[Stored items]
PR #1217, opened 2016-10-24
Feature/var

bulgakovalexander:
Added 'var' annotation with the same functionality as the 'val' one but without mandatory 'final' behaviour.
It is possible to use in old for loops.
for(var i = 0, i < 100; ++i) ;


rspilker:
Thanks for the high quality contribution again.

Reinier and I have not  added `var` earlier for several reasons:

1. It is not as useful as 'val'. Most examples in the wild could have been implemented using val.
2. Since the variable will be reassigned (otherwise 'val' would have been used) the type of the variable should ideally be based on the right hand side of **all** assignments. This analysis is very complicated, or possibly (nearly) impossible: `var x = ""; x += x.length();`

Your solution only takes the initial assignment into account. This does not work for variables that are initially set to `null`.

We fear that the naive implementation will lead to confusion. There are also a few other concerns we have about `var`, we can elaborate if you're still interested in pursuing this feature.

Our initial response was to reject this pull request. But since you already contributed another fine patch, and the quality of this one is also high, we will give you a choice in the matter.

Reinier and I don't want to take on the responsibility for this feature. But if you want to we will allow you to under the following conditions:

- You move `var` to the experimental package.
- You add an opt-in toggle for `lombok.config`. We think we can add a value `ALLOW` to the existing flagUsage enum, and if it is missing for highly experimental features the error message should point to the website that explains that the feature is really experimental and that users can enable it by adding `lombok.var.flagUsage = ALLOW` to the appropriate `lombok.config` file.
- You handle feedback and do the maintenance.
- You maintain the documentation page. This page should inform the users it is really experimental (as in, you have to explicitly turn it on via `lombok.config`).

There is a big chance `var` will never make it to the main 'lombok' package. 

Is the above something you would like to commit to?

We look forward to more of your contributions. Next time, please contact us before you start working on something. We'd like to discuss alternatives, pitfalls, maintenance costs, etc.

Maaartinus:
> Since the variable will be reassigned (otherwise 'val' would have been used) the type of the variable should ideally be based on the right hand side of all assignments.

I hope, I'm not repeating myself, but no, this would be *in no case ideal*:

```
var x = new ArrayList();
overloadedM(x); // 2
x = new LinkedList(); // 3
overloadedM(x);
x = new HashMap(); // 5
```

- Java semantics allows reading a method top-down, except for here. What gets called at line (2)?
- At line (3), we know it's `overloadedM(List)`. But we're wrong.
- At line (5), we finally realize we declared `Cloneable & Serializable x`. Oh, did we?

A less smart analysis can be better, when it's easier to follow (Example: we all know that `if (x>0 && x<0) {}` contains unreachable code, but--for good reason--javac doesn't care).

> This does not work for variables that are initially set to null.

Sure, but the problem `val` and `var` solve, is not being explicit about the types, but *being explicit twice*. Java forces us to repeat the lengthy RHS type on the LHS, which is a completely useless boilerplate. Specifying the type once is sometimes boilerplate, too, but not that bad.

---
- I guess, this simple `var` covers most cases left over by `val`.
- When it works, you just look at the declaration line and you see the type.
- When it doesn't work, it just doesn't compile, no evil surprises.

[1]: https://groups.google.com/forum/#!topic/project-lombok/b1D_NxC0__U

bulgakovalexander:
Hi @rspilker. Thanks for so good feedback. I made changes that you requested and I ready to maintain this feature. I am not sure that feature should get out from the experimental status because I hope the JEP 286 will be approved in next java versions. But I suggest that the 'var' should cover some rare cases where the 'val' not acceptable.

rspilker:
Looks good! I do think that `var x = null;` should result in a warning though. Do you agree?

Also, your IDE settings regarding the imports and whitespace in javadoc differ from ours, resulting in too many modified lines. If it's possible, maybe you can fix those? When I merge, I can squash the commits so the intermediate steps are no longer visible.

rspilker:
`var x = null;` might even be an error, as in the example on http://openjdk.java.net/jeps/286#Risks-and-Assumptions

---

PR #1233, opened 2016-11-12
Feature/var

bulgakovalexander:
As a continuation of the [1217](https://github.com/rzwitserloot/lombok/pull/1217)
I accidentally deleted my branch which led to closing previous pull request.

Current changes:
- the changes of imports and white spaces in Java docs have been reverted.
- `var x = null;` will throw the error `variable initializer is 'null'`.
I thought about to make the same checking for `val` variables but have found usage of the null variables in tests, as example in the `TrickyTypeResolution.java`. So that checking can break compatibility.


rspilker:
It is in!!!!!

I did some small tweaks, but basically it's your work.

- [EXERCISE DESCRIPTION]: All that is wanted is an exact copy of the lines above from the one with "- At line (3), we" through the one with "Looks good! I", with both ends included.

- [SOLUTION TO THE EXERCISE]:
- At line (3), we know it's `overloadedM(List)`. But we're wrong.
- At line (5), we finally realize we declared `Cloneable & Serializable x`. Oh, did we?

A less smart analysis can be better, when it's easier to follow (Example: we all know that `if (x>0 && x<0) {}` contains unreachable code, but--for good reason--javac doesn't care).

> This does not work for variables that are initially set to null.

Sure, but the problem `val` and `var` solve, is not being explicit about the types, but *being explicit twice*. Java forces us to repeat the lengthy RHS type on the LHS, which is a completely useless boilerplate. Specifying the type once is sometimes boilerplate, too, but not that bad.

---
- I guess, this simple `var` covers most cases left over by `val`.
- When it works, you just look at the declaration line and you see the type.
- When it doesn't work, it just doesn't compile, no evil surprises.

[1]: https://groups.google.com/forum/#!topic/project-lombok/b1D_NxC0__U

bulgakovalexander:
Hi @rspilker. Thanks for so good feedback. I made changes that you requested and I ready to maintain this feature. I am not sure that feature should get out from the experimental status because I hope the JEP 286 will be approved in next java versions. But I suggest that the 'var' should cover some rare cases where the 'val' not acceptable.

rspilker:
Looks good! I do think that `var x = null;` should result in a warning though. Do you agree?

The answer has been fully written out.